We have added extensions to XPath specific to the PDTB. Since this a growing list, we have moved it to a separate PDTB XPath Extensions page. Scripts containing example queries are now part of the user distribution.
Users unfamiliar with Java should go here for a tutorial on how to run Java programs. The most common error is setting the classpath wrong, which results in output of the form:
Exception in thread "main" java.lang.NoClassDefFoundError: edu.upenn.cis.pdtb.xpath.PDTBXPath
Please make sure that the classpath includes the "pdtb.jar" file in the PDTBUser directory. That is if you run the command from a directory other than PDTBUser the option should be specified as -classpath "....path to...pdtb.jar" .
The XPath expression should select Element nodes listed below. If any other kind of node or object is returned by the query, the program exits.
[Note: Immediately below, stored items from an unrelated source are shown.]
PR #400, opened 2016-06-03
Adding system call wrappers in path-virt plugin

ankitcse07:
Wrapper definitions for following system calls have been
added in path-virt plugin
  chmod
  unlink
  chdir
  remove
  rmdir
  link
  symlink
Each of these calls takes path as arguments which is required to be
converted to mapped path when path-virt plugin is enabled


rohgarg:
LGTM.

ankitcse07:
9b633e4  commit done closing the PR

PR #401, opened 2016-06-06
pid-plugin: Fix restart callback to use _real_* functions

rohgarg:
This appears to be an old bug. Usage of close()/dup2() can lead
to unexpected consequences where a fd associated with a different
plugin (socket, etc.) may be closed affecting their behavior on
restart.

I noticed this issue when a raw socket associated with the IPC plugin
was being closed unintentionally as a result of calling close() in the
pid plugin's restart callback. The temporary PIDMAP fd opened in the
restart callback happened to be the same as the socket fd that the raw
socket was associated with prior to checkpointing.

### DIFF
--- a/src/plugin/pid/pid.cpp
+++ b/src/plugin/pid/pid.cpp
@@ -147,9 +147,9 @@ static void openOriginalToCurrentMappingFiles()
   if (!Util::isValidFd(PROTECTED_PIDMAP_FD)) {
     fd = openSharedFile(pidMapFile, O_RDWR);
     JASSERT (fd != -1);
-    JASSERT (dup2 (fd, PROTECTED_PIDMAP_FD) == PROTECTED_PIDMAP_FD)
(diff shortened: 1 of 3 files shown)


jiajuncao:
This may be a digression, but is it possible to call these functions directly into libc? In general, as developers, we should know which fds, sockets, shared-memory objects, etc. are used internally, and shouldn't be exposed to any plugin. The `REAL_FUNC_PASSTHROUGH` macro is still going to invoke the lower-level plugins, which may be an issue in the future, if something similar happens.

rohgarg:
> This may be a digression, but is it possible to call these functions directly into libc?

At this point, no. PID plugin is last plugin in the library search order, so effectively, we are calling in to libc. But yes, we do need such an interface in the future.

gc00:
It looks good to me.  Go ahead and check it in.  I'm also adding a 2.4.5 label to this for the 2.4.5 ponit release.

I checked and `openSharedFile` is using _real_XXX() to create the fd.  So, we should also use _real_dup2() and _real_close() to continue processing it.

PR #402, opened 2016-06-07
socket-plugin: Add basic support for raw (netlink) sockets

rohgarg:
This patch adds some basic support for raw (netlink) sockets with some
reorganization and clean-up of the code in the socket plugin.

Future patches will make the support more robust.

### DIFF
--- a/src/plugin/ipc/socket/socketconnection.cpp
+++ b/src/plugin/ipc/socket/socketconnection.cpp
@@ -28,6 +28,7 @@
 #include <arpa/inet.h>
 #include <signal.h>
 #include <poll.h>
+#include <linux/netlink.h>
 
 #include "dmtcp.h"
 #include "shareddata.h"
@@ -75,10 +76,41 @@ SocketConnection::SocketConnection(int domain, int type, int protocol)
   , _sockType(type)
   , _sockProtocol(protocol)
   , _peerType(PEER_UNKNOWN)
+  , _listenBacklog(-1)
+  , _bindAddrlen(0)
+  , _remotePeerId(ConnectionIdentifier::null())
 { }
 
+SocketConnection::SocketConnection(int domain, int type, int protocol, ConnectionIdentifier remote)
+  : _sockDomain(domain)
+  , _sockType(type)
+  , _sockProtocol(protocol)
+  , _peerType(PEER_UNKNOWN)
+  , _listenBacklog(-1)
+  , _bindAddrlen(0)
+  , _remotePeerId(remote)
+{ }
+
+void SocketConnection::onBind(const struct sockaddr* addr, socklen_t len)
+{
+  JASSERT(false).Text("Bind called on unknown socket type");
+}
+
+void SocketConnection::onListen(int backlog)
+{
+  JASSERT(false).Text("Listen called on unknown socket type");
+}
+
+void SocketConnection::onConnect(const struct sockaddr *serv_addr,
+                                 socklen_t addrlen,
+                                 bool connectInProgress)
+{
+  JASSERT(false).Text("Connect called on unknown socket type");
+}
+
+
 void SocketConnection::addSetsockopt(int level, int option,
-                                     const char* value, int len)
+                                     const void* value, int len)
 {
   _sockOptions[level][option] = jalib::JBuffer(value, len);
 }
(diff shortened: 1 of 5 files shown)


src/plugin/ipc/socket/socketconnection.cpp
```diff
@@ -95,7 +127,7 @@ void SocketConnection::restoreSocketOptions(vector<int>& fds)
       int ret = _real_setsockopt(fds[0], lvl->first, opt->first,
                                  opt->second.buffer(),
                                  opt->second.size());
-      JASSERT(ret == 0) (JASSERT_ERRNO) (fds[0])
+      JWARNING(ret == 0) (JASSERT_ERRNO) (fds[0])
```
gc00: I assume the reason for this is that if the socket is a netlink, then we expect the call to `setsockopt()` to fail.
But then shouldn't we also add a `JASSERT` in the situation where we know that the socket is not associated with netlink?

src/plugin/ipc/socket/socketconnection.cpp
```diff
@@ -178,9 +210,6 @@ void SocketConnection::serialize(jalib::JBinarySerializer& o)
   TcpConnection::TcpConnection(int domain, int type, int protocol)
   : Connection(TCP_CREATED)
   , SocketConnection(domain, type, protocol)
```
gc00: I don't understand why we can delete things like `_bindAddrlen`.  The variable is used lower in the code.  Don't we still need to set a default value for these variables?

src/plugin/ipc/socket/socketconnection.cpp
```diff
@@ -345,10 +374,7 @@ void TcpConnection::onConnect(const struct sockaddr *addr,
 TcpConnection::TcpConnection(const TcpConnection& parent,
                              const ConnectionIdentifier& remote)
   : Connection(TCP_ACCEPT)
-  , SocketConnection(parent._sockDomain, parent._sockType, parent._sockProtocol)
-  , _listenBacklog(-1)
-  , _bindAddrlen(0)
-  , _remotePeerId(remote)
+  , SocketConnection(parent._sockDomain, parent._sockType, parent._sockProtocol, remote)
```
gc00: Same comment as above.  Don't we need the default values?

src/plugin/ipc/socket/socketconnection.h
```diff
@@ -119,23 +137,23 @@ namespace dmtcp
...
   };
 
   class RawSocketConnection : public Connection, public SocketConnection
   {
     public:
+      enum RawType
+      {
+        RAW_INVALID = RAW,
+        RAW_ERROR,
+        RAW_CREATED,
```
gc00: Can we find a more meaningful name for `RAW_CREATED`?  Does this mean raw socket that is uninitialized?  How about `RAW_UNINITIALIZED` or `RAW_UNBOUND` or `RAW_NEW_ENDPOINT`?

gc00:
@rohgarg, I have some inline comments.  The code looks reasonable.  However, I'm wondering if there is a better way to organize this code for maintainability.  Please see my next paragraph.

@karya0, Currently our ipc plugin supports five related plugins that all use some common code in `ipc.cpp` and other files.  The pull request for one of the five "sub-plugins" (for 'socket') is about to create support for a new kind of socket, netlink sockets.   Currently, we support TCP, but not DGRAM.  Eventually, we'll probably want to support TCP, DGRAM, NETLINK, and others.

This seems like a good time to think through the software architecture that we're using.  Should we create sub-sub-directories inside the socket subdirectory, to support sub-sub-plugins?  In this case, the sub-sub-plugins would share code from connectionrewirer.cpp and bufferdrainer.cpp in the socket subdirectory.

src/plugin/ipc/socket/socketconnection.cpp
rohgarg: The fields have been moved to the super class, `SocketConnection`, because I felt that these are common to all socket types. They will be initialized to the default values in the constructor of `SocketConnection`.

src/plugin/ipc/socket/socketconnection.cpp
rohgarg: Same as above.

PR #394, opened 2016-05-30
Issue in checkpointing opened file deleted in between by parent 

ankitcse07:
Consider a scenario in which file is already opened by
parent and now child process is forked. DMTCP infrastructure
doesn't populates _flags field in FileConnection class of
child process. Now at certain time file is deleted using
unlink however file pointer was not closed. Further
child process invokes the application level checkpoint.

This has resulted in issue. Fix is to use _fcntlFlags
filed

PR #403, opened 2016-06-07
File deleted bug 

ankitcse07:
Consider a scenario in which file is already opened by
parent and now child process is forked. DMTCP infrastructure
doesn't populates _flags field in FileConnection class of
child process. Now at certain time file is deleted using
unlink however file pointer was not closed. Further
child process invokes the application level checkpoint.

This has resulted in issue. Fix is to use _fcntlFlags
filed


ankitcse07:
This PR was opened to commit in master branch. For ref see #394 PR

PR #404, opened 2016-06-08
Fix an assert in case of a failed exec call

rohgarg:


src/dmtcpworker.cpp
```diff
@@ -104,7 +104,18 @@ void restoreUserLDPRELOAD()
...
-  JASSERT(userPreload == NULL || strlen(userPreload) <= strlen(preload));
+  //   NOTE: Consider the following sequence of calls:
+  //   dmtcp_launch a.out
+  //     exec(a.out) --> this function gets called from DmtcpWorker(), and the LD_PRELOAD is destroyed
+  //       exec(b.out)
+  //    If the call to exec b.out fails, this function will be called from
+  //    dmtcpProcessFailedExec(). The following JASSERT could fail if the user
+  //    had a non-null preload env var. And so, we need to be less aggressive,
+  //    report this to the user, and let the user handle the failed exec.
+  //JASSERT(userPreload == NULL || strlen(userPreload) <= strlen(preload));
```
gc00: @rohgarg, I'm not sure that I understand the reasoning.  The `JASSERT` was meant to protect us because 4 to 9 lines below (at lines 120-124), we will call 

`preload[0] = '\0'; ... strcat(preload, userPreload);`

We need to ensure that we don't overrun the buffer of preload.  Please see my analysis in the general discussion.

gc00:
@rohgarg, When we call `strcat(preload, userPreload);`, we depend on preload having allocated enough storage to store the characters of userPreload. So, we set `preload[0] = '\0';` and then re-use the space that we just freed by copying in the characters from userPreload.  (Note also that `preload` is pointing into the environment variable region itself.  So, we are playing tricks with the environment variable storage following "LD_PRELOAD=".)

If we remove the JASSERT, we _will_ overrun the storage and modify the next environment variable.
If we are to replace the JASSERT by a JWARNING, we are doing something dangerous.

An alternative workaround would be that in this case, we can invoke the original code: `setenv("LD_PRELOAD", userPreload, 1);` in the situation where JASSERT would have failed.  And then, just _before_ this call to `setenv()`, we would call

```
  JWARNING(...)
  .Text("Since 'strlen(userPreload) > strlen(preload)' for LD_PRELOAD, we're forced\n"
  "to call `setenv()`.  In unusual circumstances, this can cause deadlock.\n"
  "(See comments above this in the source code for the reaons.)");
```

rohgarg:
> An alternative workaround would be that in this case where the JASSERT would have triggered, we can instead invoke the original code: setenv("LD_PRELOAD", userPreload, 1); from an earlier version of DMTCP. And then, just before this call to setenv(), we would call ...

As noted in a comment at the beginning of the function, a call to `setenv()` can result in a call to malloc and a deadlock. I think we need a different strategy. How do you feel about this:

```C
...
  static bool okayToAppend = false;
  JWARNING(userPreload == NULL || strlen(userPreload) <= strlen(preload))
          (userPreload)(preload);
  okayToAppend = strlen(userPreload) <= strlen(preload);

  // Destructively modify environment variable "LD_PRELOAD" in place:
  preload[0] = '\0';
  if (userPreload == NULL) {
    //_dmtcp_unsetenv("LD_PRELOAD");
  } else {
    if (preload && strlen(preload) == 0 && okayToAppend) {
      strcat(preload, userPreload);
    }
  }
...
```

gc00:
As noted in a comment at the beginning of the function, a call to `setenv()` can result in a call to malloc and a deadlock. I think we need a different strategy. How do you feel about this:

```C
...
  static bool okayToAppend = false;
  JWARNING(userPreload == NULL || strlen(userPreload) <= strlen(preload))
          (userPreload)(preload);
  okayToAppend = strlen(userPreload) <= strlen(preload);

  // Destructively modify environment variable "LD_PRELOAD" in place:
  preload[0] = '\0';
  if (userPreload == NULL) {
    //_dmtcp_unsetenv("LD_PRELOAD");
  } else {
    if (preload && strlen(preload) == 0 && okayToAppend) {
      strcat(preload, userPreload);
    }
  }
...
```

First of all, in your pseudocode: `okayToAppend = strlen(userPreload) <= strlen(preload);`, it will blow up if userPreload == NULL.  So, you would need a patch.

Second, maybe we need to talk on the phone, because I think there's something we're not communicating about.

For example, your condition `preload && strlen(preload) == 0 && okayToAppend` seems to say that we will drop the LD_PRELOAD of the user permanently unless the DMTCP version of LD_PRELOAD has been set, and it is set to the null string.

From where I stand, here are the problems, just for a _single_ call to exec:

If it's not possible to destructively modify LD_PRELOAD to remove the DMTCP preload and add the userPreload, then we used to JASSERT() and quick.  We thought this was better than over-writing some other environment variables.  Your first version of the code seems to say to just send the user a JWARNING, and go ahead and over-write some environment variables, and hope that the destruction of environment variables isn't too harmful.  Your second version of the code, here, seems to say that if we can't patch LD_PRELOAD with the userPreload, then issue a warning that shows our DMTCP preload (which we intend to drop and not use), and the user's userPreload, (which we intend to drop and not use because it's too long), and hope that the user realizes that this is about an exec (even though we never said that to the user) and that we're worrying about how to set LD_PRELOAD.  The thought seems to be that removing the userPreload with no explanation to the user is preferred over using `setenv()` and warning the user that this might deadlock.  If I'm right about what you're saying, then I don't agree. :-(

If I understand your patch, you now want to make this work for two exec's in a row, where the second exec is called from the first program that was exec'ed.

If this is the case, can you modify all of the comments to clearly indicate the several cases in one unified description:
# There is a danger of deadlock if we use `setenv()`.  See the comments above in the source code for an explanation.  So, we will try to over-write the LD_PRELOAD value directly with the user's value.  _(QUESTION:  Are we doing this before the exec?  Why is it safe in DMTCP to remove the DMTCP LD_PRELOAD?)_
# If the user's LD_PRELOAD is larger than the DMTCP LD_PRELOAD, then we will do what? _(I suggest to do `setenv()` anyway and first warn the user.  But there are other slightly more complicated alternatives such as assigning a very large LD_PRELOAD environment variable in advance, and terminating it with '\0' at the end of the the actual string while leaving a larger buffer available.)_
# Clearly explain the additional problems that occur if an exec'ed program then calls another exec.  In this case, what is the proposed solution.

I would have to struggle to understand what is the exec followed by exec that generates problems.  Could you also revise those comments?  Thanks.

gc00:
@rohgarg, This PR has been around for really a long time.  Can we resolve this -- maybe by talking together?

The full XPath functionality can be accessed via the API. The following is the list of Elements, their children, and attributes:
Element QName | Children QNames | Attribute QNames |
RelationList | ExplicitRelation*, ImplicitRelation*, AltLexRelation*, EntityRelation*, NoRelation* | |
ExplicitRelation | Sup1?, Arg1, Arg2, Sup2? | Source, Type, Polarity, Det, connHead, sClassA, sClassB?, rawText |
ImplicitRelation | Sup1?, Arg1, Arg2, Sup2? | Source, Type, Polarity, Det, conn1, sClass1A, sClass1B?, conn2?, sClass2A?, sClass2B? |
AltLexRelation | Sup1?, Arg1, Arg2, Sup2? | Source, Type, Polarity, Det, sClassA, sClassB?, rawText |
EntityRelation | Arg1, Arg2 | |
NoRelation | Arg1, Arg2 | |
Arg1 | Source, Type, Polarity, Det, rawText | |
Arg2 | Source, Type, Polarity, Det, rawText | |
Sup1 | rawText | |
Sup2 | rawText |
Note that the Source, Type, Polarity, and Det attributes appear on all arguments except those of EntityRelation and NoRelation.
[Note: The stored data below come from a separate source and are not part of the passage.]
PR #406, opened 2016-06-08
Fix mtcp_restart for 32-bit mode for Linux-2.6.18

gc00:
This should be an easy review.

First commit is a short fix for 32-bit DMTCP under Linux-2.6.18.  The 'vdso' segment is not annotated by the kernel, and a user needed DMTCP to work in this configuration.

The second commit is minor:  just changing formatting strings in `src/mtcp/mtcp_restart.c` for greater clarity.

### DIFF
--- a/src/mtcp/mtcp_restart.c
+++ b/src/mtcp/mtcp_restart.c
@@ -635,7 +635,14 @@ static void unmap_memory_areas_and_restore_vdso(RestoreInfo *rinfo)
       vdsoEnd = area.endAddr;
       DPRINTF("***INFO: vDSO found (%p-%p)\n orignal vDSO: (%p-%p)\n",
               area.addr, area.endAddr, rinfo->vdsoStart, rinfo->vdsoEnd);
-    } else if (mtcp_strcmp(area.name, "[vvar]") == 0) {
+    }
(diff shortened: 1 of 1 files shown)


jiajuncao:
Is the vdso page address always at 0xfffe0000 before kernel 2.6.18? If not, we'd have to come up with a general solution to get its address.

gc00:
@jiajuncao wrote:
> Is the vdso page address always at 0xfffe0000 before kernel 2.6.18? If not, we'd have to come up with a general solution to get its address.

In principle, you're right, Jiajun.  My memory is that in older Linux kernels, this memory region didn't exist, and that in Linux 2.6.18, it was permanently set at 0xfffe0000 (unless the user requested some very strange linking commands).  I'm sure that in five years, no one will be using 2.6.18 any more.  So, I'm thinking of this patch purely for legacy applications.  The 2.6.18 kernel will not change in the future, since people will be told to upgrade their kernel.  So, I think this is reasonable.

gc00:
@jiajuncao:  Given that this patch is intended only for the common case for older legacy code, is it okay to push this in?

jiajuncao:
@gc00: Sure, please push the change in.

The expression "//ExplicitRelation[@connHead='because']"
selects
all occurences of the explicit connective "because". The expression
"//ImplicitRelation[@conn1='instead']"
selects all implicit relations
where "instead" is chosen as conn1. Note that the enclosing quotes are necessary on
the command line.
If an Element is selected by an expression, the closest ancestor (or the node itself) which is a child of PDTBRelationList will be output. This is so that the results can be loaded in the browser. If the -c option is specified total counts of the number of objects selected is produced. This will usually be greater than or equal to the number of relations saved in the OutputRoot.
Here is a sample command line invocation for the Bourne shell:
cd PDTBUser java -Xmx300M -Xms300M -classpath "pdtb.jar" edu.upenn.cis.pdtb.xpath.PDTBXPath \ -r Corpora/PTB/raw/wsj \ -p Corpora/PTB/combined/wsj \ -d Corpora/PDTB/pdtb/wsj \ -o Corpora/PDTB/PDTBImplicitBecause \ -x "//ImplicitRelation[@conn1 = 'because']" -c -bNote that the output directory specified by -o, should not exist prior to invocation.
See the XPath recommendation for further info on XPath. For querying the syntax as well, use the API.